WHAT IS EXPECTED:
Transcribe, verbatim, every line from the start of the entries through the line that contains "Hardening in three"; include both boundary lines and omit all others.

(Stored data entries)
PR #250, opened 2026-09-16
harden: git file-system-monitor policy, exclusive temp files, confined edit-plan reads

joyful-ii-V-I:
Hardening in three areas, each with a gate that fails on `main` and passes here, on the dev and ASan builds.

1. **git runs with the file-system monitor disabled.** Every git command ripwire runs goes through one prefix (`--no-optional-locks -c core.fsmonitor=false`, `src/gitcmd.h`). `githarden` resolves the governing git dir by asking git, and `--doctor` and `--help` state the policy.
   - Gate: `githardencheck` arms J/K/L/M.
   - J runs the git-backed verbs across several root shapes and through the MCP and `--plan-lint` entry points.
   - K uses a PATH shim to check that every git child carries the prefix.
   - L is a structural arm that refuses a git command spelled outside `rw::gitCmd()`.
   - M checks that the disclosure follows the governing repository.
2. **Temp files are created exclusively and do not follow links.** The three tmp+rename publish writers create their temp through one RAII helper (`O_CREAT|O_EXCL|O_NOFOLLOW|O_CLOEXEC`, random name, removed unless committed). File modes are unchanged, and two cache-directory writers now use the same helper.
   - Gate: `tempfilesymlinkcheck`, behavioural over the three publish writers and a source census over the two cache writers, plus the rescoped `sidecarsymlinkcheck` open census.
3. **The edit-plan payload is read through the path that was confined.** The confinement check and the read use the same canonical path, through one no-follow descriptor.
   - Gate: an `editplanpayloadconfinecheck` arm for a symlinked directory, plus an in-root control.

🤖 Generated with [Claude Code](https://claude.com/claude-code)

## Summary by CodeRabbit

* **Bug Fixes**
  * Git operations now avoid optional locks and filesystem monitoring side effects.
  * Atomic file updates no longer follow symlinks, reducing the risk of overwriting unintended files.
  * Edit-plan payloads are read only from paths that pass containment checks.
  * Repository configuration detection is more reliable across worktrees and alternate repository layouts.

* **Documentation**
  * Updated command help, changelog, and evaluation materials to describe the safety behavior.
  * Updated documentation and presentation materials to reflect 619 gate scripts.

* **Tests**
  * Added coverage for symlink-based file attacks, path traversal, and Git safety policies.

PR #271, opened 2026-09-17
test(churnjoincheck): ripwire and git read "2 weeks ago" at two moments, and the default window's oracle was the wall clock

joyful-ii-V-I:
## Defect

`test/churnjoincheck.sh` compared ripwire's churn with git's own count, but the two sides did not always ask about the same window.

- **The observed flake.** The live audit passed `--since="2 weeks ago"` to ripwire and `"2 weeks ago"` to the git oracle, and each side evaluated it when it ran. A commit on the edge fell inside one window and outside the other. #265 went red on `src/slice.h` churn 15 vs 14, from commit 16efdbcf at the two-week boundary. That was a rerun cause, not a defect.
- **The same bug, slower.** ripwire anchors its default churn window on HEAD's committer epoch minus 12 calendar months (`gitmine.h` `defaultWindowSince`, stamped `window="12mo@HEAD"`). All ten default-window oracles in this gate asked git for wall-clock `"12 months ago"` instead. That is a different window: it holds the same commits today, and it stops holding them on 2027-06-01, when the fixtures' 2026-06 commits leave the wall clock's year.
- **An inert arm next to those oracles.** The offset re-derivation (arm 10) still selected the retired `p="./…"` spelling. It read 0 rows and printed `all 0 rows … re-derive` as a PASS.

## Change (test-only, one file)

- **One clock read.** `NOW_EPOCH` is read once. `SINCE_2W` is derived from it as an ISO-8601 UTC instant, and that identical string goes to both ripwire and git. ripwire hands a date-shaped `--since` to git verbatim, and git reads `YYYY-MM-DDTHH:MM:SSZ` to the second in UTC; both facts were checked before relying on them.
- **The anchored start.** `defaultWindowStart REPO` computes the HEAD-anchored start using `monthsBeforeEpoch`'s rule, and every default-window oracle now uses it. The fixture arms no longer depend on the wall clock at all.
- **New arm 4b** pins both rules to the second:
  - A commit dated exactly on the two-week edge is inside on both sides (1/1) and outside on both sides one second later (0/0).
  - A commit exactly on the anchored edge is counted, and one a second earlier is not (1/1 and 0/0).
  - Two controls must stay red. "2 weeks ago" read by ripwire at N and by git at N+1 must disagree; this is staged with `GIT_TEST_DATE_NOW`, git's own clock override, which ripwire's git child inherits. The wall-clock oracle must drop the anchored edge commit that the default counts. If a git ignores `GIT_TEST_DATE_NOW`, the first control prints an arm-level `SKIP` with the reason.
- **Arm 10** now reads its rows whether or not they carry a leading `./`, and requires the row count to equal `ranked=`. It reads 163 rows, and all of them match git.

## Red first (main's gate vs this gate, the same stagings)

| staging | main's `churnjoincheck.sh` | this branch |
| --- | --- | --- |
| none | rc=0, 72 PASS (arm 10 reads 0 rows) | rc=0, **78 PASS, 0 FAIL, 0 SKIP** |
| #265's straddle: ripwire reads "2 weeks ago" at 8083ea9f's epoch + 14 d, the gate's git one second later | **rc=1, 4 FAIL**: `src/slice.h churn="12"` vs 11, `src/verbs_report.h` 36 vs 35, `src/infra/sortutil.h` 2 vs 1, "3 of 406 rows disagree" | rc=0, 78 PASS |
| git's clock at 2027-07-01 | **rc=1, 12 FAIL** (rename, spelling and offset fixtures) | rc=0, 78 PASS |

The staging runs used a copy of main's gate named `test/.gateprobe.*` (gitignored, removed afterwards), and a `RIPWIRE_BIN` wrapper that moves ripwire's clock only when it inherits the staged value.

## Sweep of `test/` for the same double reading

No other gate evaluates a relative date on both sides of a comparison.

- `sincecheck`, `hotspotsincecheck` and `modifierguardcheck` pass a relative `--since` and check only exit codes, refusals or the `window=` label.
- `recentscopecheck` arm 10e checks only paging attributes.
- `gitstampcheck` and `qddialscheck` compute their relative timestamp once, for a fixture date.
- `sincewindowcheck` and `sincecochangecheck` use absolute dates.

## Gates

- `churnjoincheck` as above.
- gateexitcheck 22 PASS, manifestcheck 16 PASS, skipclassifycheck 22 PASS, gatecountcheck 6 PASS.
- `docs/gatecount_build.py --check` (621) and `docs/limits_build.py --check` agree. No gate file was added and the loop is unchanged.
- `--quality-delta=$(git merge-base origin/main HEAD)..HEAD`: `regressions="0" gating="0"`.

## Shared products

None: no loop change, shard weight, pin, kParserVer or qschemetrip change. **CHANGELOG is held**, as with #261, so this lands directly; its entry goes into train 1b's CHANGELOG union.

## Summary by CodeRabbit

* **Tests**
  * Improved churn comparison test reliability by ensuring date-window checks use a consistent reference time.
  * Added coverage for two-week and boundary-date scenarios in live repository audits.
  * Strengthened subdirectory audit validation to verify both matching results and expected record counts.


joyful-ii-V-I:
**Disposition at head `beee0834`.** No push: the one CodeRabbit round produced no change to make.

| # | finding | disposition | evidence |
| --- | --- | --- | --- |
| CR 4034076372 | `test/churnjoincheck.sh:384`: skip the wall-clock control "once `12 months ago` reaches" the fixed edge commit (2025-06-09T12:00:00Z), because `W_WALL` would become 1 | **DECLINE: the drift runs the other way** | The wall-clock window starts at now − 12 months, and that start moves *later* as time passes: 2025-09-17 today, 2026-07-01 on 2027-07-01. It moves away from the fixed 2025-06-09 commit, never onto it, so `W_WALL` stays 0 for every clock after 2026-06-09. A clock before that date would put every 2026-06-dated fixture commit in this gate in the future, and the whole gate would be wrong anyway, so a skip for this one arm would hide nothing real. Measured: with git's clock staged at 2027-07-01 (`GIT_TEST_DATE_NOW=1814400000`), this arm prints `PASS anchor control: the wall-clock oracle "12 months ago" names in.cpp in 0 commits where the anchored default counts 1`, and the gate is 78 PASS / 0 FAIL. The same staging on main's gate gives 12 FAIL. |
| CR pre-merge check | Docstring Coverage 71.43% < 80% | DECLINE | This is CodeRabbit's generic threshold, not a project rule, and the same warning is on #236, #241, #249, #250, #258 and #260. The helpers this PR adds (`isoUtc`, `defaultWindowStart`, `gitEdgeCount`) each carry a usage comment in the file's existing style. |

RESPONSE TO THIS EXERCISE:
PR #250, opened 2026-09-16
harden: git file-system-monitor policy, exclusive temp files, confined edit-plan reads

joyful-ii-V-I:
Hardening in three areas, each with a gate that fails on `main` and passes here, on the dev and ASan builds.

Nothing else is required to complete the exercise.